Brazil’s New Economic Plan Sends Wealthy on Run to Psychiatrists
RIO DE JANEIRO — President Fernando Collor de Mello’s drastic economic plan has Brazilian psychiatrists working overtime to give the nation’s wealthy a shoulder to cry on.
“I’ve been working 14 hours a day since the plan was announced. The rich feel a mixture of panic, astonishment, anger and depression, and they want to talk about it,” said Flavio Gikovate, director of the Institute of Psychotherapy.
Collor decreed his plan March 16, one day after taking office. It set an 18-month freeze on savings accounts of more than $1,200. It also limits withdrawals from money market funds to $600, or 20% of an account, whichever is greater.
The measure froze about $115 billion--80% of all bank deposits.
Most of Brazil’s poor majority were not directly hit, because few had savings that were affected. And with record inflation drastically reduced since the announcement, many of the worse-off say their salary is buying more.
But the wealthy are hurting, financially and psychologically.
According to the prominent news weekly Veja, at least two deaths have resulted directly from Collor’s “New Brazil Plan.”
A Sao Paulo lawyer identified only as Walter Z. had his entire life’s savings frozen in a bank and was unable to pay debts. He shot himself to death three weeks after the plan was decreed.
And 39-year-old Altair Rodrigues, a married father of two who had almost all proceeds frozen from the sale of his Sao Paulo home and bar, died of a heart attack afterward.
Although most wealthy Brazilians have adapted to their new circumstances with less trauma, many are still reeling from the blow.
A joke making the rounds reveals the degree of anger many rich Brazilians feel toward the president.
As the story goes, a businessman was waiting in a long bank line behind irate customers trying to sort out their financial affairs. The businessman finally lost patience, screaming: “That’s it! I’m going to kill Collor!” An hour later he was back at the bank, explaining to the manager, “The line was longer at the presidential palace.”
“For the poor, money is simply a means of buying things. For the rich, money means status. Many of my patients are depressed because they can no longer afford the lifestyle they were accustomed to and feel their social standing has fallen,” Gikovate said.
“Brazil’s rich are very spoiled. The poor have always paid for the country’s difficulties and the wealthy are not used to sacrificing,” he added.
Another Sao Paulo psychiatrist, Marcelo Burkhard Sobrinho, said his workload has increased 40% since the plan was announced.
“I thought I’d lose clients as they’d be short on money, but it’s just the opposite. Those who can’t pay now are begging me to keep them on, with promises that they’ll pay as soon as possible,” he said.
The psychiatrist joked that the content of his sessions had changed so drastically that he was considering taking a class in economics.
“Before the plan, it was the usual talk of sex, love, careers, shyness and insecurities.

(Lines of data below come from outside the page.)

Issue #2904, opened 2015-08-24
issue in CMap and CHash


yorkerlin:
CMap use thes `CHash::MurmurHash3` algorithm
```
	int32_t CMap::hash(const K& key)
	{
		return CHash::MurmurHash3((uint8_t*)(&key), sizeof(key), 0xDEADBEEF) % hash_size;
	}
```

Now at least 70% of the time my clients talk about the economic plan,” he said.
Rio analyst Jorge Alberto Costa e Silva said the middle class may have been hit harder than the rich.

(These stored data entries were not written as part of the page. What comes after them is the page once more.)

PR #2906, opened 2015-08-27
rename init() method in GP

yorkerlin:
I rename the method to keep the method in the GP modular consistent


yorkerlin:
Errors are not related to this PR.
I merge this.

yorkerlin:
it seems the renaming will cause a warning.
I revert this this PR.

PR #2913, opened 2015-08-31
support sparse penalty (eg, L1)

yorkerlin:


yorkerlin:
@lisitsyn 
This PR is about implementing truncated gradient for L1 penalty.
paper:
www.jmlr.org/papers/volume10/langford09a/langford09a.pdf
code:
https://github.com/scikit-learn/scikit-learn/blob/master/sklearn/linear_model/sgd_fast.pyx

src/shogun/optimization/L1Penalty.h
```diff
@@ -0,0 +1,129 @@
...
+	/** Given the value of a target variable,
+	 * this method returns the penalty of the variable 
+	 *
+	 * @param variable value of the variable
+	 * @return penalty of the variable
+	 */
+	virtual float64_t get_penalty(float64_t variable) {return CMath::abs(variable);}
+
+	virtual float64_t get_penalty_gradient(float64_t variable,
+		float64_t gradient_of_variable) {return 0.0;}
```
yorkerlin: For smooth penalty, we return the gradient related to the penalty.
For non-smooth penalty, we can return a subgradient.

For sparse penalty (eg, L1), a subgradient does not guarantee sparsity.
Instead, we do the follwoing things:
* return 0 in  `get_penalty_gradient(...)`
* use `update_sparse_variable(...)` to enforece sparsity

yorkerlin: for elastic net (a combination of L1 and L2), 
we can the follwoing things:
* return gradient wrt `L2 penalty` in `get_penalty_gradient(...)`
* use update_sparse_variable(...) to enforce the `L1` sparsity constraint

src/shogun/optimization/L1Penalty.h
```diff
@@ -0,0 +1,129 @@
...
+
+	virtual void set_rounding_eplison(float64_t eplison)
+	{
+		REQUIRE(eplison>=0,"");
```
lisitsyn: Message please ;)

src/shogun/optimization/L1Penalty.h
lisitsyn: I see

lisitsyn:
@yorkerlin sorry I am not really into your pace, this one looks ok

tests/unit/optimization/StochasticMinimizers_unittest.cc
```diff
@@ -1190,4 +1193,325 @@ TEST(AdaptMomentumCorrection, test1)
...
+	opt2->set_number_passes(1);
+	opt2->set_learning_rate(rate2);
+	opt2->load_from_context(context);
+	delete context;
+
+	opt2->minimize();
+	//the loss in the reference program is log(1+exp(-y*w*x))
+	//However, the loss in our implementation is log(1+exp(y*w*x))
+	//
+	//result from sklearn.linear_model.SGDClassifier (v.0.16.1)
```
yorkerlin: @lisitsyn 
@karlnapf 
I think the minimizer framework is able to reproduce the same results (L1,L2, and elastic net)  used in sklearn (SGD_classifier).

If we scale up the framework (eg, extend to support `spare` vectors, parallel speedup (openMP ?), GPU speedup), we maybe able to good alternative to sklearn.

@lambday 
 Does the `linalg` support switch from CPU computation to GPU computation for `dense` vector ?

How about `sparse` vector?  Does the `linalg` support switch from CPU computation to GPU computation for `sparse` vector ?

tests/unit/optimization/StochasticMinimizers_unittest.cc
```diff
@@ -1190,4 +1193,325 @@ TEST(AdaptMomentumCorrection, test1)
...
+	delete updater2;
+	delete penalty_type2;
+	delete bb;
+}
+
+TEST(ElasticNetPenalty, test1)
+{
+	SGVector<float64_t> y(20);
+	SGMatrix<float64_t> x(2,20);
+	x(0,0)=-0.731271511775; x(1,0)=0.694867473874;
```
lisitsyn: Can we put this matrix outside of test so its not repeated?

yorkerlin: see the update

tests/unit/optimization/StochasticMinimizers_unittest.cc
```diff
@@ -356,18 +359,90 @@ bool ClassificationForTestCostFunction2::next_sample()
 	return true;
 }
 
-TEST(SGDMinimizer,test1)
+struct ClassificationCase
```
lisitsyn: That's better! I have naming suggestion though, it is usually called 'fixture'

tests/unit/optimization/StochasticMinimizers_unittest.cc
```diff
@@ -356,18 +359,90 @@ bool ClassificationForTestCostFunction2::next_sample()
...
+{
+	static SGVector<float64_t> y;
+	static SGMatrix<float64_t> x;
+	static void init();
+};
+
+SGVector<float64_t> RegressionCase::y=SGVector<float64_t>();
+SGMatrix<float64_t> RegressionCase::x=SGMatrix<float64_t>();
+
+void RegressionCase::init()
```
lisitsyn: Why static and init? 

I think simple constructor would be better so that it is not possible to miss initialization.

yorkerlin:
errors are not related to this PR.
I merge this

PR #2920, opened 2015-09-10
support proximal gradient methods as proximal penalty

yorkerlin:
consider the following problem
`min f(x)+h(x)`
where 
* f(x) is convex, differentiable, `domain of f(x)=R^n`  
* h(x) is closed, convex, possibly non-differentiable

Proximal gradient method:
at iteration k+1
* x^{k+1/2} = x^{k} - learning_rate * d_f(x^{k})
* x^{k+1} = prox_h (x^{k+1/2}) 

where `prox_h` is a proximal penalty for `h(x)`

for example, `h(x)=L1_weight * |x|_1`


yorkerlin:
errors are not related to this PR
merging

PR #2932, opened 2015-12-01
fix a typo

yorkerlin:
@iglesias

### DIFF
--- a/src/shogun/optimization/L1Penalty.h
+++ b/src/shogun/optimization/L1Penalty.h
@@ -112,11 +112,9 @@ public:
 	  if (CMath::abs(variable)<m_rounding_eplison)
 		  variable=0.0;
 	  return variable;
-		return 0;
 	}
 protected:
 	float64_t m_rounding_eplison;
-
 
 private:
 	void init()


iglesias:
Would be nice if you can also fix indentation starting in line 100. The first level of indentation of the method has two spaces, which does not correspond to the first level of the other methods in the same file.

src/shogun/optimization/L1Penalty.h
```diff
@@ -112,12 +112,10 @@ class L1Penalty: public SparsePenalty
 	  if (CMath::abs(variable)<m_rounding_eplison)
 		  variable=0.0;
 	  return variable;
-		return 0;
 	}
```
iglesias: Leave a newline also here if so.

iglesias:
Merging. Travis failures not caused by this change.

karlnapf:
Hi guys,

such patches should be labelled properly. Rather than "fix a typo", it should be "add forgotten return 0 statement"

It is impossible to sort things later otherwise, or track down bugs from commit logs in the buildbot

iglesias:
You are definitely right. Thanks for the heads up!

PR #2937, opened 2015-12-15

yorkerlin:


yorkerlin:
I only change the documents.
merging

PR #2948, opened 2015-12-16

yorkerlin:


yorkerlin:
only docs are changed.
merging

karlnapf:
great! Getting there!

karlnapf:
Now you see why I always am so insisting on proper docs in PRs. We have to do it anyways and doing it before a release is quite a pain ;)

PR #2952, opened 2015-12-17
add modshogun.rb: make sure narray is loaded before modshogun.so

besser82:
Bugfix for some Ruby-installations, that require to have rubygems and narray loaded before modshogun.so


besser82:
Ruby testsuite is passing; Python-errors are unrelated.  Merging…

PR #2953, opened 2015-12-18
Revert "remove migration methods from all classes and blacklist depending libshogun examples"

besser82:
SerializationASCII heavily depends on migration-framework, so we cannot drop that easy, unfortunately.

This reverts commit 5af68edff0f7ea7100c142d280307a0e7acaf350.


karlnapf:
I don't think that ASCII serialisation heavily depends on migration framework.
I think there is another reason why things broke. Will have a look and then send the patch again.

karlnapf:
Before you merge this, give me a moment to take a look at the cause

karlnapf:
(in the plane back tomorrow)

karlnapf:
Should be fixed in #2955

besser82:
Going to merge #2955 after Travis is ready…

PR #2955, opened 2015-12-19
Fix serialisation segfaults

karlnapf:
* Load parameters properly again after having removed migration framework
 * more migration related code removals


karlnapf:
unit tests did not segfault, merging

“Twenty percent of $1,000 is nothing, while 20% of $1 million can go a long way toward easing the pain,” he said, referring to the limit on money market withdrawals.
Costa e Silva, who assumes the presidency of the Geneva-based World Assn. of Psychiatry this month, said the middle class was “orphaned” by Collor’s measures.

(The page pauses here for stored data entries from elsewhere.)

PR #3125, opened 2016-03-29
Add matrix_mean in linalg using Eigen3

OXPHOS:
Refer #3051 and PR #3070 

An issue with current solution is one has to have `no_diag` parameter when computing the mean of a matrix. 
Maybe a better way is to map `vector` to `matrix` in `Redux.h`?

Also I am wondering maybe the test file is too long.

Issue #3100, opened 2016-03-20
Make linalg easy again


lambday:
DISCLAIMER : Any similarity to anyone's presidential campaign slogan is purely coincidental.

tl;dr: 
(1) what the hell is going on 
(2) now the days have changed 
(3) get rid of that ugly {{...}} guy. 
(4) It would be a great opportunity

Guys, me and @karlnapf had a discussion to clean up linalg lib a bit. Here are a few bits and pieces of that discussion
- We **have** to stop supporting linalg back-end switch Shogun-wise. Earlier it seemed like a useful idea. But now it looks like a **{{insert swear words}}** feature to keep supporting. It's super easy to break the build with this because it's super easy to overlook the technical details that are involved to bring this feature alive. It calls for nasty bugs (examples #2801, #2825) that makes one go like "what the hell is going on" (1). And in reality, we hardly think that it would cater for any greater good for the lib.
- We **have** to stop automatic type conversion from CPU-type to GPU-type in the linalg methods. The data transfer involves some cost, which, if hidden under the hood, can go unnoticed. The devs should know when they want a GPU type.
- We **have** to separate hardware requirements (whether GPU is available or not) from software requirements (which third-party library is available). Earlier Eigen3 wasn't a hard requirement, so in designing libalg, we had to assume the possibility that Eigen3 is not there. But now the days have changed (2). It's time we rethink some of these stuffs. We may also give support for CUDA in future.

So, here are the plans for how we're gonna do it.
- A user of linalg would ask a GPU factory for a GPU type (data transfer from CPU --> GPU happens here).

``` c++
// cpu_type = SGMatrix<T> or SGVector<T>
// in future, maybe even SGSparseVector<T> and SGSparseMatrix<T>
auto gpu_type = linalg::GPUFactory::get_gpu_type(cpu_type);
auto result = linalg::foo(gpu_type);
```

  This makes it explicit - the dev knows that there is a cost involved (we could make it more explicit by naming it `pretty_please_put_data_on_gpu_if_possible_and_yes_I_know_it_is_costly(...)`). Plus, it makes it easier to code for this thing. Plus it helps us to get rid of that ugly `linalg::Backend::FOOBAR` guy (3) at the time of calling. (if we want anything to be under the hood, it's this guy).
- In the above example, we can consider the following cases:
  - GPU is available and ViennaCL is there (our default GPU lib) : returns a ViennaCL type
[...]

PR #3070, opened 2016-03-13
Mean computation in linalg - VectorMean

OXPHOS:
Issue #3051 
- Added VectorMean and Mean implementation in Redux Module. Modified from and implemented VectorSum.h and Sum.h
- Can return means for whole matrix, symmetric matrix, matrix blocks and return columnwise and rowwise means. 
- Diag values can be excluded for mean calculation in Eigen3 and in square matrices in Viennacl. 
- Empty matrices/vectors considered.
- Compile test passed

- Corrected typos in Redux.h (comments) 

I should have run tests before pulling. However, I find it a little bit difficult for me. I will be appreciated if someone can tell me how to run tests. Thanks!

Issue #3051, opened 2016-03-07
Add mean computation to linalg


youssef-emad:
The goal is to extend [linalg](http://shogun-toolbox.org/doc/en/latest/dir_0d103e974bf2461595574c32f82fb9be.html) to have mean computation operations.

karlnapf:
Can collect patches that need this here:

#3044

Ahmkel:
I am interested in this.
Could you please explain what's needed in more details?

karlnapf:
Check the linalg readme and read the code and unit tests. Then try to add the operation. There is already a lot of summing in the redux module so this is a very simple task

OXPHOS:
Hi, 
I had a look at the code. Since linalg does all the matrix computation, I guess I need to implement a Mean module independent of all current modules in linalg.h, and calculate the mean.row and mean.col of matrices? Did I take this too easy?
I had no experience in coding large projects and I really would like to learn! Thanks!

karlnapf:
There already is a sum redux module. But yes

theaverageguy:
Is this one done @karlnapf ? Can be closed I guess.

PR #3136, opened 2016-03-31
Add rowwise_mean to linalg using Eigen3

OXPHOS:
Refer #3051 and PR #3070, #3125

“Bank savings gave many people the opportunity to dream, to make plans for the future. That’s been taken away, and for many in the middle class, life now means only eating, working and going to bed,” he said.
The analyst said he knew of at least 10 suicide attempts related to desperation caused by the plan, a number he called “frighteningly high.”
Wealthy Brazilians with AIDS are having an especially difficult time dealing with the bank freeze.
The government allows those who became unemployed because of their illness to make unlimited bank withdrawals. But that accounts for few of the 9,555 confirmed AIDS victims in Brazil, which has one of the world’s highest rates of the disease.
“AIDS is a terminal disease, and those who have it feel they may die at any moment. Knowing their money is blocked for the next 18 months causes tremendous anguish,” said Lahire Dutra de Carvalho Neto, a therapist who counsels AIDS patients at a Rio hospital.
He said many of his clients are bitter because they are unable to travel or make plans to enjoy the time they have left.
“AIDS patients feel that first they were robbed of their lives. Now they say the government is robbing them of their money,” Carvalho Neto said.